### Exercise objective
Give back all of the data unchanged. Keep every word as it is.

Data records
* * * *

PR #6194, opened 2023-12-28
feat: support the operator make use of the config-reloader tls and basic auth with prometheus/alertmanager webConfigFile

dongjiang1989:
…thentication

## Description

ref: #6068 #5932 

Support the operator make use of the config-reloader tls and basic authentication with prometheus/alertmanager webConfigFile

## Type of change

## Changelog entry

```release-note
support the operator make use of the config-reloader tls and basic auth with prometheus/alertmanager webConfigFile
```


dongjiang1989:
@simonpasquier  IIUC, reuse the Prometheus/Alertmanager web config for the reloader. PTAL

simonpasquier (commented):
Thanks! Got one question regarding the change in pkg/operator/defaults.go

pkg/operator/defaults.go
```diff
@@ -31,6 +31,8 @@ const (
 	DefaultThanosBaseImage = "quay.io/thanos/thanos"
 	// DefaultThanosImage is a default image pulling address for the Thanos long-term prometheus storage collector
 	DefaultThanosImage = DefaultThanosBaseImage + ":" + DefaultThanosVersion
+	// DefaultConfigReloaderVersion is a default image tag for the prometheus-operator config-reloader
+	DefaultConfigReloaderVersion = "v0.69.0"
```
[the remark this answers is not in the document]
dongjiang1989: Hmmm... Be defined but not used.
Removed it

pkg/prometheus/agent/statefulset.go
```diff
@@ -207,9 +220,11 @@ func makeStatefulSetSpec(
 		if err != nil {
 			return nil, err
 		}
+		configReloaderWebConfigFile = confArg.Value
 		promArgs = append(promArgs, confArg)
 		volumes = append(volumes, configVol...)
 		promVolumeMounts = append(promVolumeMounts, configMount...)
+		configReloaderVolumeMounts = append(configReloaderVolumeMounts, configMount...)
```
simonpasquier, line 227: We could make an argument that adding the flag in all cases introduces a risk of breaking users not deploying the latest config-reloader tag. It would be safer to add the flag only when the web field isn't nil and we can remove the if condition in a few releases.

```suggestion
		// To avoid breaking users deploying an old version of the config-reloader image.
		// TODO: remove the if condition after v0.72.0.
		if cpf.Web != nil {
			configReloaderWebConfigFile = confArg.Value
			configReloaderVolumeMounts = append(configReloaderVolumeMounts, configMount...)
		}
```

dongjiang1989: Thanks for your review. 

Got it. But `cpf.Web != nil` only determines whether `Prometheus's web` supports it, not whether the `config-reloader` supports it.

```
		if c.ReloaderConfig.Image.Version >= 0.69.0 {
		     // xxx
		}
```
Because config-reloader v0.69.0 already supports this feature.

dongjiang1989: OR Add flag for Prometheus/alertmanager CRD?

simonpasquier: My intention was only to avoid breaking users that don't specify web config for their Prometheus/Alertmanager. For others, they still need to make sure that they use a recent-enough config-reloader image.

pkg/prometheus/server/statefulset.go
```diff
@@ -285,6 +298,13 @@ func makeStatefulSetSpec(
 		promArgs = append(promArgs, confArg)
 		volumes = append(volumes, configVol...)
 		promVolumeMounts = append(promVolumeMounts, configMount...)
+
+		// To avoid breaking users deploying an old version of the config-reloader image.
+		// TODO: remove the if condition after v0.72.0.
+		if prompkg.ConfigReloaderWebConfigFileSupported(c) {
```
dongjiang1989, line 304: Add config-reloader image version check.

pkg/prometheus/agent/statefulset.go
dongjiang1989: @simonpasquier Add config-reloader image version check. PTAL

simonpasquier (commented):
I wouldn't try to deduce the binary version from the image tag: it won't work for folks that rebuild the images or use SHA1 refs instead of tags.
The safest approach from my POV is like I described earlier: ony pass the `--web-config-file` flag when the Alertmanager/Prometheus resource defines a non-nil `.spec.web` field.

dongjiang1989:
> I wouldn't try to deduce the binary version from the image tag: it won't work for folks that rebuild the images or use SHA1 refs instead of tags. The safest approach from my POV is like I described earlier: ony pass the `--web-config-file` flag when the Alertmanager/Prometheus resource defines a non-nil `.spec.web` field.

Thanks for your review. Got it. Fixed.

.github/workflows/checks.yaml
```diff
@@ -58,6 +58,7 @@ jobs:
         with:
           version: v1.55.2
           args: --timeout 10m0s
+          skip-pkg-cache: true
```
simonpasquier, line 61: it seems unrelated to the PR. Can you revert?

simonpasquier (commented):
LGTM otherwise

.github/workflows/checks.yaml
dongjiang1989: Thanks. Fixed it.

simonpasquier (approved):
Thanks!

PR #719, opened 2017-11-10
Fix bugs on bypass

shinae-woo:
- Fix types (uint32_t -> uint64_t)
- Use rdtsc() than current_tsc() --> in case of multiple bypass modules chained, they'd use quite stale values to calculate tsc.


melvinw:
Thanks!

cat

PR #720, opened 2017-11-10
Add drop counter to Queue module

sangjinhan:
... for accountability.

It adds overheads to the data path, but the impact should be minimal since it is per-batch cost.


melvinw:
Thanks!

cat

PR #724, opened 2017-11-14
utils: add utility functions to BigEndian and Ethernet::Address

sangjinhan:


core/utils/endian.h
```diff
@@ -152,6 +153,15 @@ class[[gnu::packed]] BigEndian final : public EndianBase<T> {
     return os;
   }
 
+  const std::vector<uint8_t> ToByteVector() const {
+    union {
+      T data;
+      uint8_t bytes[0];
```
chris3torek: Why `0` instead of `sizeof(T)`? (Should be OK either way, just seems a bit odd.)

sangjinhan: Oh thanks. I was fiddling with non-template version of this but forgot go rollback. Fixed.

melvinw:
Thanks!

cat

* * * *

### Answer to this exercise
PR #6194, opened 2023-12-28
feat: support the operator make use of the config-reloader tls and basic auth with prometheus/alertmanager webConfigFile

dongjiang1989:
…thentication

## Description

ref: #6068 #5932 

Support the operator make use of the config-reloader tls and basic authentication with prometheus/alertmanager webConfigFile

## Type of change

## Changelog entry

```release-note
support the operator make use of the config-reloader tls and basic auth with prometheus/alertmanager webConfigFile
```


dongjiang1989:
@simonpasquier  IIUC, reuse the Prometheus/Alertmanager web config for the reloader. PTAL

simonpasquier (commented):
Thanks! Got one question regarding the change in pkg/operator/defaults.go

pkg/operator/defaults.go
```diff
@@ -31,6 +31,8 @@ const (
 	DefaultThanosBaseImage = "quay.io/thanos/thanos"
 	// DefaultThanosImage is a default image pulling address for the Thanos long-term prometheus storage collector
 	DefaultThanosImage = DefaultThanosBaseImage + ":" + DefaultThanosVersion
+	// DefaultConfigReloaderVersion is a default image tag for the prometheus-operator config-reloader
+	DefaultConfigReloaderVersion = "v0.69.0"
```
[the remark this answers is not in the document]
dongjiang1989: Hmmm... Be defined but not used.
Removed it

pkg/prometheus/agent/statefulset.go
```diff
@@ -207,9 +220,11 @@ func makeStatefulSetSpec(
 		if err != nil {
 			return nil, err
 		}
+		configReloaderWebConfigFile = confArg.Value
 		promArgs = append(promArgs, confArg)
 		volumes = append(volumes, configVol...)
 		promVolumeMounts = append(promVolumeMounts, configMount...)
+		configReloaderVolumeMounts = append(configReloaderVolumeMounts, configMount...)
```
simonpasquier, line 227: We could make an argument that adding the flag in all cases introduces a risk of breaking users not deploying the latest config-reloader tag. It would be safer to add the flag only when the web field isn't nil and we can remove the if condition in a few releases.

```suggestion
		// To avoid breaking users deploying an old version of the config-reloader image.
		// TODO: remove the if condition after v0.72.0.
		if cpf.Web != nil {
			configReloaderWebConfigFile = confArg.Value
			configReloaderVolumeMounts = append(configReloaderVolumeMounts, configMount...)
		}
```

dongjiang1989: Thanks for your review. 

Got it. But `cpf.Web != nil` only determines whether `Prometheus's web` supports it, not whether the `config-reloader` supports it.

```
		if c.ReloaderConfig.Image.Version >= 0.69.0 {
		     // xxx
		}
```
Because config-reloader v0.69.0 already supports this feature.

dongjiang1989: OR Add flag for Prometheus/alertmanager CRD?

simonpasquier: My intention was only to avoid breaking users that don't specify web config for their Prometheus/Alertmanager. For others, they still need to make sure that they use a recent-enough config-reloader image.

pkg/prometheus/server/statefulset.go
```diff
@@ -285,6 +298,13 @@ func makeStatefulSetSpec(
 		promArgs = append(promArgs, confArg)
 		volumes = append(volumes, configVol...)
 		promVolumeMounts = append(promVolumeMounts, configMount...)
+
+		// To avoid breaking users deploying an old version of the config-reloader image.
+		// TODO: remove the if condition after v0.72.0.
+		if prompkg.ConfigReloaderWebConfigFileSupported(c) {
```
dongjiang1989, line 304: Add config-reloader image version check.

pkg/prometheus/agent/statefulset.go
dongjiang1989: @simonpasquier Add config-reloader image version check. PTAL

simonpasquier (commented):
I wouldn't try to deduce the binary version from the image tag: it won't work for folks that rebuild the images or use SHA1 refs instead of tags.
The safest approach from my POV is like I described earlier: ony pass the `--web-config-file` flag when the Alertmanager/Prometheus resource defines a non-nil `.spec.web` field.

dongjiang1989:
> I wouldn't try to deduce the binary version from the image tag: it won't work for folks that rebuild the images or use SHA1 refs instead of tags. The safest approach from my POV is like I described earlier: ony pass the `--web-config-file` flag when the Alertmanager/Prometheus resource defines a non-nil `.spec.web` field.

Thanks for your review. Got it. Fixed.

.github/workflows/checks.yaml
```diff
@@ -58,6 +58,7 @@ jobs:
         with:
           version: v1.55.2
           args: --timeout 10m0s
+          skip-pkg-cache: true
```
simonpasquier, line 61: it seems unrelated to the PR. Can you revert?

simonpasquier (commented):
LGTM otherwise

.github/workflows/checks.yaml
dongjiang1989: Thanks. Fixed it.

simonpasquier (approved):
Thanks!

PR #719, opened 2017-11-10
Fix bugs on bypass

shinae-woo:
- Fix types (uint32_t -> uint64_t)
- Use rdtsc() than current_tsc() --> in case of multiple bypass modules chained, they'd use quite stale values to calculate tsc.


melvinw:
Thanks!

cat

PR #720, opened 2017-11-10
Add drop counter to Queue module

sangjinhan:
... for accountability.

It adds overheads to the data path, but the impact should be minimal since it is per-batch cost.


melvinw:
Thanks!

cat

PR #724, opened 2017-11-14
utils: add utility functions to BigEndian and Ethernet::Address

sangjinhan:


core/utils/endian.h
```diff
@@ -152,6 +153,15 @@ class[[gnu::packed]] BigEndian final : public EndianBase<T> {
     return os;
   }
 
+  const std::vector<uint8_t> ToByteVector() const {
+    union {
+      T data;
+      uint8_t bytes[0];
```
chris3torek: Why `0` instead of `sizeof(T)`? (Should be OK either way, just seems a bit odd.)

sangjinhan: Oh thanks. I was fiddling with non-template version of this but forgot go rollback. Fixed.

melvinw:
Thanks!

cat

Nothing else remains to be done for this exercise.